- [Problem description] Those lines of the records that contain "return" are to be located and copied.

-- Source information follows --

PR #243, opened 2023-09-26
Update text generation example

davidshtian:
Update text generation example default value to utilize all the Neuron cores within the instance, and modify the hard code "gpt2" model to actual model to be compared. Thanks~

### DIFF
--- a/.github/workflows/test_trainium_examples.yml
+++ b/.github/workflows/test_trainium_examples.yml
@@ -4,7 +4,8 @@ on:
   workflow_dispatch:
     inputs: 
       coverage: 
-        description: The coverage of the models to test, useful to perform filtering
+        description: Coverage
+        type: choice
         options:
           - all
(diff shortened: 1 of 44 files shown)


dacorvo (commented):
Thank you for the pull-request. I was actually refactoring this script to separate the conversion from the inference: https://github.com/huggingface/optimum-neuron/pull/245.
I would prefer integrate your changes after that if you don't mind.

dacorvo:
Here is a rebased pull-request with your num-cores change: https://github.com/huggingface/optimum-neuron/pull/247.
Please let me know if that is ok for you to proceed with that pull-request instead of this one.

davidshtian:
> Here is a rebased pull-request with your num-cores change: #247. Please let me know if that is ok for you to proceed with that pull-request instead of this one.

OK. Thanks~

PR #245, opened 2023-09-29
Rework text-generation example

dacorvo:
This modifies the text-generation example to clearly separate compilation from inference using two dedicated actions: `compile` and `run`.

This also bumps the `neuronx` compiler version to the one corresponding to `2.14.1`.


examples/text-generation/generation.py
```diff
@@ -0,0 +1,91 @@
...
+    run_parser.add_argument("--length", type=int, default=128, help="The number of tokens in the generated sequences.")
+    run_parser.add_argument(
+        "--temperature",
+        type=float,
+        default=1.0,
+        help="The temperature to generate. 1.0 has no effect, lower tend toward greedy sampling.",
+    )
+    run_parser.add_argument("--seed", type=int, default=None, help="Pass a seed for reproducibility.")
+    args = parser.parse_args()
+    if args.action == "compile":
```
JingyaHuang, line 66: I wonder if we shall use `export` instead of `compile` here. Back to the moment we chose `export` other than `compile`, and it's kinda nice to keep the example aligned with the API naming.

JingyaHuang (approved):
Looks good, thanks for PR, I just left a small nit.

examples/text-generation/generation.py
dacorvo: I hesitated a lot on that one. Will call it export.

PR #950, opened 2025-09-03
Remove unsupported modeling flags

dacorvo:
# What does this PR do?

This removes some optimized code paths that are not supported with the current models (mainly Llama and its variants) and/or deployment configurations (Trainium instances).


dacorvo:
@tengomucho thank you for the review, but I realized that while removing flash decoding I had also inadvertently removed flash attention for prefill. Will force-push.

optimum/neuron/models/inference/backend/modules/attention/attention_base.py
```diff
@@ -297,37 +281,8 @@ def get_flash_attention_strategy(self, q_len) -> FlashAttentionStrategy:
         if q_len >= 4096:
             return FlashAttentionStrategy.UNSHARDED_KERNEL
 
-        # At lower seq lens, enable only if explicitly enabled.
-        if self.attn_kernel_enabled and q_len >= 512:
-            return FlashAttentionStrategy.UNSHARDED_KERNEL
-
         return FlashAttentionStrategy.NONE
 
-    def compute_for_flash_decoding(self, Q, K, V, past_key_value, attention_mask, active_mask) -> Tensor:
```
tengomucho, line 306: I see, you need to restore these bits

-- Source information concluded --

- [Your solution]
             return FlashAttentionStrategy.UNSHARDED_KERNEL
-            return FlashAttentionStrategy.UNSHARDED_KERNEL
         return FlashAttentionStrategy.NONE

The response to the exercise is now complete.